* Problem to solve:
Your output should be each line from the material below that has the word "CommandLine".

Given records Block Start

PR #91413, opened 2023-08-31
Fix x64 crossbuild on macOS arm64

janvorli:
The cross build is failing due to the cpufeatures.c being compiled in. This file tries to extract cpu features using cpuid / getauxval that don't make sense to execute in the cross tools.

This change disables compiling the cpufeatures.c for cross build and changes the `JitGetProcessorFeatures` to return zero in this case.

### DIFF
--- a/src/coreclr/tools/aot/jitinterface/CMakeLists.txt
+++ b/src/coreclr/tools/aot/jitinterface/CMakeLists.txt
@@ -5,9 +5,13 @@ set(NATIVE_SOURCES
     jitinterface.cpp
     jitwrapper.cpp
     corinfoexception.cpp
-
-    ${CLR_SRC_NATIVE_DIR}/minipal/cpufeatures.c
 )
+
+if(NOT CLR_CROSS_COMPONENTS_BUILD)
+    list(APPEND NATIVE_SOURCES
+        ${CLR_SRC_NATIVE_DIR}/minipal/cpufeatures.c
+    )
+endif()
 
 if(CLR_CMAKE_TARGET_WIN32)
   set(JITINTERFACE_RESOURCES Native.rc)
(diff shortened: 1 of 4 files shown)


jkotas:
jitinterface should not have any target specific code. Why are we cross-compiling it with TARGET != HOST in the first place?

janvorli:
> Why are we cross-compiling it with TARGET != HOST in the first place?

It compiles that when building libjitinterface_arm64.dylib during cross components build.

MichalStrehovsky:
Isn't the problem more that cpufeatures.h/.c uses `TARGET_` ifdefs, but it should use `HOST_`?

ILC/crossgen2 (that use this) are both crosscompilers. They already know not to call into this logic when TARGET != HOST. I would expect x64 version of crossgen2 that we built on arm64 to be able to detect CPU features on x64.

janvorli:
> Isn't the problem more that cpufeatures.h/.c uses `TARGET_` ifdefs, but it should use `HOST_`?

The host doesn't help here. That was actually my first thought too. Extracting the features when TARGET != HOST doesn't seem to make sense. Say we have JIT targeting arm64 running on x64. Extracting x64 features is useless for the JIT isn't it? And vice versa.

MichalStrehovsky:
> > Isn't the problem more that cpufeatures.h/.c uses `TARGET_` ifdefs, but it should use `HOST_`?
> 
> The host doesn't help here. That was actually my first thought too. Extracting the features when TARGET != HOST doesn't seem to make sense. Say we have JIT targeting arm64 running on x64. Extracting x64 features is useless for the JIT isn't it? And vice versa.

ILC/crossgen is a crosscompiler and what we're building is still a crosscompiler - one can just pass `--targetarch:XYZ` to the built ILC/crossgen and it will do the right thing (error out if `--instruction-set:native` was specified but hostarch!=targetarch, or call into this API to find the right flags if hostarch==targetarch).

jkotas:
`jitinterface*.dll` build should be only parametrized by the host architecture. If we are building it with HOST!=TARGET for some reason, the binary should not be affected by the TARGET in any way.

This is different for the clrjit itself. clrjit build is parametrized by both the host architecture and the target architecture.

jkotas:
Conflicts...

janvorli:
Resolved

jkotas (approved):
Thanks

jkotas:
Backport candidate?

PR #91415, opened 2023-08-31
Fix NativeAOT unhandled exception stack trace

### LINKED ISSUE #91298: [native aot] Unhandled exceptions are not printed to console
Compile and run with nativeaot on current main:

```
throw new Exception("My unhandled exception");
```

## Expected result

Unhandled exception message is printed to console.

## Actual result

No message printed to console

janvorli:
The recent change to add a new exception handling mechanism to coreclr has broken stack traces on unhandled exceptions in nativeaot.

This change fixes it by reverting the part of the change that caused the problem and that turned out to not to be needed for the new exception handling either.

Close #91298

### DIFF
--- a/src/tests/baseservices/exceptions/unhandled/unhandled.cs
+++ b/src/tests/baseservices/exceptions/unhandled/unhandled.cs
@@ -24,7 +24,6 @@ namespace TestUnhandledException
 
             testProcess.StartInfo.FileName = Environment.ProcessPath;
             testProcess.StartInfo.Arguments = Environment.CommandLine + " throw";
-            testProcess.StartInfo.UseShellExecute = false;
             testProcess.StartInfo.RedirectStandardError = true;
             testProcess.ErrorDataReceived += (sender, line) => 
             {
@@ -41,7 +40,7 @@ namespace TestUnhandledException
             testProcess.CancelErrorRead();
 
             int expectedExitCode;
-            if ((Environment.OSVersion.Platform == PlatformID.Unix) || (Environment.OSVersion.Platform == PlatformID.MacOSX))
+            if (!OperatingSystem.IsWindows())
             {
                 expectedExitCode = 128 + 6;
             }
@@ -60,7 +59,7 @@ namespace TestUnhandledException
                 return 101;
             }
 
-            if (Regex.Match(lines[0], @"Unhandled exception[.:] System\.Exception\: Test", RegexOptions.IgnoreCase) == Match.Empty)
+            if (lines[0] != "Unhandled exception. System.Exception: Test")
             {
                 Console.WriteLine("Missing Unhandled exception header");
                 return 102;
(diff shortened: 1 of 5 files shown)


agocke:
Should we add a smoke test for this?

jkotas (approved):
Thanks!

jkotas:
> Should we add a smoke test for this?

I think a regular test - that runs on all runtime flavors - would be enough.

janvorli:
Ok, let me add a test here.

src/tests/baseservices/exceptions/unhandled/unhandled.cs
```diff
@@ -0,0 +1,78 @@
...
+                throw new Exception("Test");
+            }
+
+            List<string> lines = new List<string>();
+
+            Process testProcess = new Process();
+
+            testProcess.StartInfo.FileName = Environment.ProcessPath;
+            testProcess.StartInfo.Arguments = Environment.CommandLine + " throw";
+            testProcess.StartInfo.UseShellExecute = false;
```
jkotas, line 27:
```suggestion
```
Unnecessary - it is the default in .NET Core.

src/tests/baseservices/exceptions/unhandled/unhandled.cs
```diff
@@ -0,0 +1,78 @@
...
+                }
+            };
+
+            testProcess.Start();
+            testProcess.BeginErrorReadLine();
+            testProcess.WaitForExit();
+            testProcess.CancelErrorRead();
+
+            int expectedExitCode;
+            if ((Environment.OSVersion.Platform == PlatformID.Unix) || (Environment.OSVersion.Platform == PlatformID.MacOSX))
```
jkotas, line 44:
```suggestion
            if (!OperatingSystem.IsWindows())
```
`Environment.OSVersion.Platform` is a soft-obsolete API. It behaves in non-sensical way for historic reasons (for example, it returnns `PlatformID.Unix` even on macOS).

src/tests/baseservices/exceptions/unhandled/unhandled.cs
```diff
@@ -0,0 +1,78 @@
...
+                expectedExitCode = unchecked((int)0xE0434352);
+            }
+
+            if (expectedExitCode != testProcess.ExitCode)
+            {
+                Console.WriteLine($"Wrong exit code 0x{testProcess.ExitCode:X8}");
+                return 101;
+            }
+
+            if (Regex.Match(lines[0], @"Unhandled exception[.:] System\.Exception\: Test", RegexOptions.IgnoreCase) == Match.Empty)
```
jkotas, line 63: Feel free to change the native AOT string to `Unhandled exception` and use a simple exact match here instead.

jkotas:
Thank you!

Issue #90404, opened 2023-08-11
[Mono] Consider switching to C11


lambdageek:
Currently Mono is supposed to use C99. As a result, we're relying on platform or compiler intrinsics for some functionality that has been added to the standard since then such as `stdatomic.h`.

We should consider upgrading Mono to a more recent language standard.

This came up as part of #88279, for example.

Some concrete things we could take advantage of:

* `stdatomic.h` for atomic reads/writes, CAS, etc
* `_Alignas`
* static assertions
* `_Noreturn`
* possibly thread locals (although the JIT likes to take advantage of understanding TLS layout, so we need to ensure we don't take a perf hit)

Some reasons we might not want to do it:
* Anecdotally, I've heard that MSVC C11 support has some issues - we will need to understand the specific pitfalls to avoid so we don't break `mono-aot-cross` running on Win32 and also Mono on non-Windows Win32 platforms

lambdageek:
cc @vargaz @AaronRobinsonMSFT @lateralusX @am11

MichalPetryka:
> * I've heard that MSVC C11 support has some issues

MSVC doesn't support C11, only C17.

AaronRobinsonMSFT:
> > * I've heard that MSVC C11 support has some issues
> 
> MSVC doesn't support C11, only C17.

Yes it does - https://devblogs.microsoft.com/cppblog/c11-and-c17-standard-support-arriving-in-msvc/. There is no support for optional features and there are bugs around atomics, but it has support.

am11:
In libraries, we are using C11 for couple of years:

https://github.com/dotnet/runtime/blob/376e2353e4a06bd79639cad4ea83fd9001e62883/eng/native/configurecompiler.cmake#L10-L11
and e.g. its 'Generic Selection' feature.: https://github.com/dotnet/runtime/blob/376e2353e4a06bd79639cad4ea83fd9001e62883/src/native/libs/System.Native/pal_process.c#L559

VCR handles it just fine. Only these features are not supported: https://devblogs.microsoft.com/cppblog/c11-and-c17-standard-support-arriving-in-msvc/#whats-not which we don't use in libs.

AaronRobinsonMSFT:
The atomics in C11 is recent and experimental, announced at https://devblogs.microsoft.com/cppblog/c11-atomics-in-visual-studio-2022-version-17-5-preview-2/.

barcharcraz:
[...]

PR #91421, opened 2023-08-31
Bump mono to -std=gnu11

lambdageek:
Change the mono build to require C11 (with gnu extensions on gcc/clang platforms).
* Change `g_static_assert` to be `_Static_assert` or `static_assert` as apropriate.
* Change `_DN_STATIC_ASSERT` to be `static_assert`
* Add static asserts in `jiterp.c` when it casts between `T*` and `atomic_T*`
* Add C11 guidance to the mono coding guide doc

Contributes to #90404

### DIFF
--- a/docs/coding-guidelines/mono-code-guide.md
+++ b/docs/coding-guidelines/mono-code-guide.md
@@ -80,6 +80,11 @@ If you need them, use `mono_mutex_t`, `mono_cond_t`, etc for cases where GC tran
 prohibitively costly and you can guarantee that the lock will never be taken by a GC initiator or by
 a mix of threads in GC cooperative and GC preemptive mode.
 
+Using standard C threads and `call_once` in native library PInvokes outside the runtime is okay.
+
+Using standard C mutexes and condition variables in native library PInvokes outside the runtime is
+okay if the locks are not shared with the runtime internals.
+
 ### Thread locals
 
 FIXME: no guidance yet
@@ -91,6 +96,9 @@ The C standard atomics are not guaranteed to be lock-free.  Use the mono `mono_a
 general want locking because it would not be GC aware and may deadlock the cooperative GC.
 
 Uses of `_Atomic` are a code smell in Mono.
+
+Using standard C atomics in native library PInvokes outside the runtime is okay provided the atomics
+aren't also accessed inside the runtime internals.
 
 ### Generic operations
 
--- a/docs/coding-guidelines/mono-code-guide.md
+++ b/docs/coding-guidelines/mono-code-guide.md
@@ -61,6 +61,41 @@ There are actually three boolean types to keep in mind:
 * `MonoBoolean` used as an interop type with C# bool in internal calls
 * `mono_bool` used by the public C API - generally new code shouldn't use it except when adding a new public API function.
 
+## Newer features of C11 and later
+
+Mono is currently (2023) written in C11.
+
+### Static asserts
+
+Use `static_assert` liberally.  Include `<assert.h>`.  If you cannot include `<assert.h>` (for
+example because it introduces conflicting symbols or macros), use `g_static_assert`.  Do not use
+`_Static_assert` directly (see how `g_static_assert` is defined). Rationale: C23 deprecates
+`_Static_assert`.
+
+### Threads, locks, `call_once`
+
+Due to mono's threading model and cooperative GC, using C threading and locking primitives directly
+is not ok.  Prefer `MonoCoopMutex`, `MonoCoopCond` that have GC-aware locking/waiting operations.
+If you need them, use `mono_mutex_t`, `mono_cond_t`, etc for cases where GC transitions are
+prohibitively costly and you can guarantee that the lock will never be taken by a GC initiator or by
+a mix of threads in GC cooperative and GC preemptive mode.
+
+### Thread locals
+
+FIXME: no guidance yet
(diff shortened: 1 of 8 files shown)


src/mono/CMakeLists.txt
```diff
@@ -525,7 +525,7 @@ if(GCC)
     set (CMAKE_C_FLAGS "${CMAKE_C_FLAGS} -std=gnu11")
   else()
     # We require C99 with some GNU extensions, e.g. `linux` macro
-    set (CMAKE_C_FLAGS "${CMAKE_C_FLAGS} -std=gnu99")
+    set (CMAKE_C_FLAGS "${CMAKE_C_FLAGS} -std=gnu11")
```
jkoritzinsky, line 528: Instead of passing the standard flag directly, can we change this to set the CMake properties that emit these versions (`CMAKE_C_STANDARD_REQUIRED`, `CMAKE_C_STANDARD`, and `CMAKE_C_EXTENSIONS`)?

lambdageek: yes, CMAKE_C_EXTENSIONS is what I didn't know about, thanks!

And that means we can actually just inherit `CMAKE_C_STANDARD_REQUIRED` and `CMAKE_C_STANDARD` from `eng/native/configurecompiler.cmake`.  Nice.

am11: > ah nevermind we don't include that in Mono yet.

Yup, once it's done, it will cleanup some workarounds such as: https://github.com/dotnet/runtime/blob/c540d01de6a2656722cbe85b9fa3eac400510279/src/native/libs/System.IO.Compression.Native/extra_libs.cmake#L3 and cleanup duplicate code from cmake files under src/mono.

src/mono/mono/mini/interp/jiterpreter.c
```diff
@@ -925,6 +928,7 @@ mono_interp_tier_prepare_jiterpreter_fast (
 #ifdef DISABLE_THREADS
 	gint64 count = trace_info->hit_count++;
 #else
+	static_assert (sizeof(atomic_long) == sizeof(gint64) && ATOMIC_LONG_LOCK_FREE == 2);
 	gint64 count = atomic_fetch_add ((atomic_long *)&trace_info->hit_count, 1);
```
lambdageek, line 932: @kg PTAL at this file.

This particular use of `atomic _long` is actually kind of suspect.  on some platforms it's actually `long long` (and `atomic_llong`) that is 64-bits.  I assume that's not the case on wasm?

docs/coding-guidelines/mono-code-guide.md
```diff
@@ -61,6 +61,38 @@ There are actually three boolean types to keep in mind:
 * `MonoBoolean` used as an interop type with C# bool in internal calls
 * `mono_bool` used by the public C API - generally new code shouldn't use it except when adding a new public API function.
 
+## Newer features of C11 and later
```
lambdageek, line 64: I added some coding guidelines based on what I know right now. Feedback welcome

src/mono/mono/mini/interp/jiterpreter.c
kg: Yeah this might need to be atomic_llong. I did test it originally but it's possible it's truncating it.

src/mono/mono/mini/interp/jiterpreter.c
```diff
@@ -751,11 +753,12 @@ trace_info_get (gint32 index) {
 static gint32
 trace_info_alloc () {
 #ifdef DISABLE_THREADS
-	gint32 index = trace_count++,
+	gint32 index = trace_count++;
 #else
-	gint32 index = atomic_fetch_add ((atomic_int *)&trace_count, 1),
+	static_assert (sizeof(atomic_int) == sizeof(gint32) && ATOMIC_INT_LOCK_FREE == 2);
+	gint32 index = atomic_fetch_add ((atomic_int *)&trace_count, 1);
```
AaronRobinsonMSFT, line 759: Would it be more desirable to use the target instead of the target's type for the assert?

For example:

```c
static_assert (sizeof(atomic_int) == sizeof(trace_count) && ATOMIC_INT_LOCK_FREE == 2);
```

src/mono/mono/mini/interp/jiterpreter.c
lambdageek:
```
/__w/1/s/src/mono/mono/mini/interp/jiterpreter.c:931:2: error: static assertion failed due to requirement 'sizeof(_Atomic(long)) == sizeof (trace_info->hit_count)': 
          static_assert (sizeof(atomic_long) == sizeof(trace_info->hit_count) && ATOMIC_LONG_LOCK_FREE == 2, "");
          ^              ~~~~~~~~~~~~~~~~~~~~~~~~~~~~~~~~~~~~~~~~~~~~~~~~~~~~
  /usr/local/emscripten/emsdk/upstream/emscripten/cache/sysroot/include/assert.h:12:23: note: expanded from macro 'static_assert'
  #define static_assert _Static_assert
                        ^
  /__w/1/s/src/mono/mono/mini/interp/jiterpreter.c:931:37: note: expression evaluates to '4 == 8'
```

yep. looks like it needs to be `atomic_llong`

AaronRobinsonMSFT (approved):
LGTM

Given records Block End

* Solution:
             testProcess.StartInfo.Arguments = Environment.CommandLine + " throw";
+            testProcess.StartInfo.Arguments = Environment.CommandLine + " throw";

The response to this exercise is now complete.